## WHAT IS NEEDED:
Filter the entries below, keeping every line that has the word "hostnames".
DATA UNDER STUDY section start
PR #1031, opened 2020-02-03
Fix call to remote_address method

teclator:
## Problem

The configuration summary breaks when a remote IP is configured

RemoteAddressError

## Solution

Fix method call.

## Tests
DATA UNDER STUDY section end
DATA UNDER STUDY section start
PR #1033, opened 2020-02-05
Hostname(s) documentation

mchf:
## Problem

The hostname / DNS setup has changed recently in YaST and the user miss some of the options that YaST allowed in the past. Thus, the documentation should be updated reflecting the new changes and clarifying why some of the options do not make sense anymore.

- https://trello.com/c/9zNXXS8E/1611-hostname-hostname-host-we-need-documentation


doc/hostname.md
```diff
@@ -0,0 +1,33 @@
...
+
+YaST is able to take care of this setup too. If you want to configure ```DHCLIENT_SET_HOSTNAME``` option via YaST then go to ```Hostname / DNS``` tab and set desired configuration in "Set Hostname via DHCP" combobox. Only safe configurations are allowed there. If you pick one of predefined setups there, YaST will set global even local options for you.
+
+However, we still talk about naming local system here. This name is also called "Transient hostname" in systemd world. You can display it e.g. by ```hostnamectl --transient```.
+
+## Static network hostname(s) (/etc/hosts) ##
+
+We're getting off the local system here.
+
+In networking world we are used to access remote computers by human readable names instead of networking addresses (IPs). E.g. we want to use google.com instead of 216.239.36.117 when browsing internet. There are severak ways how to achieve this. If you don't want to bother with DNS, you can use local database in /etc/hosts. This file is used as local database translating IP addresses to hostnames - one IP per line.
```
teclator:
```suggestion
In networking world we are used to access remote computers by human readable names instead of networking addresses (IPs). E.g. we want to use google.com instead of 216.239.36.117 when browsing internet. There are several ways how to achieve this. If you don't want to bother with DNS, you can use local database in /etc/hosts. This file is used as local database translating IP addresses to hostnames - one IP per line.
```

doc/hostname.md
DATA UNDER STUDY section end
## OUTPUT:
+In networking world we are used to access remote computers by human readable names instead of networking addresses (IPs). E.g. we want to use google.com instead of 216.239.36.117 when browsing internet. There are severak ways how to achieve this. If you don't want to bother with DNS, you can use local database in /etc/hosts. This file is used as local database translating IP addresses to hostnames - one IP per line.
In networking world we are used to access remote computers by human readable names instead of networking addresses (IPs). E.g. we want to use google.com instead of 216.239.36.117 when browsing internet. There are several ways how to achieve this. If you don't want to bother with DNS, you can use local database in /etc/hosts. This file is used as local database translating IP addresses to hostnames - one IP per line.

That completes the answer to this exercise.